■ **EXERCISE AIM**:
Lines before the one containing "Versions: Dockstore 1.8" are left out; return that line and every line after it exactly, through the end of the data below.

Collected data entries:
Issue #2933, opened 2019-09-30
Improve performance of sitemap endpoint


coverbeck:
## Feature Request 

Relates to and is mentioned in #2125, but I think the solution can be different than what's being considered for the TRS endpoints. Since sitemap only uses the workflow and tool paths from the POJOs, we could have queries that only fetch those columns.

┆Issue is synchronized with this [Jira Story](https://ucsc-cgl.atlassian.net/browse/DOCK-1023)
┆Issue Type: Story
┆Fix Versions: Dockstore 1.8
┆Sprint: Seabright Sprint 21 Viking
┆Issue Number: DOCK-1023

denis-yuen:
See also #1834

coverbeck:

■ **ANSWER TO THIS TASK**:
┆Fix Versions: Dockstore 1.8
┆Sprint: Seabright Sprint 21 Viking
┆Issue Number: DOCK-1023

denis-yuen:
See also #1834

coverbeck:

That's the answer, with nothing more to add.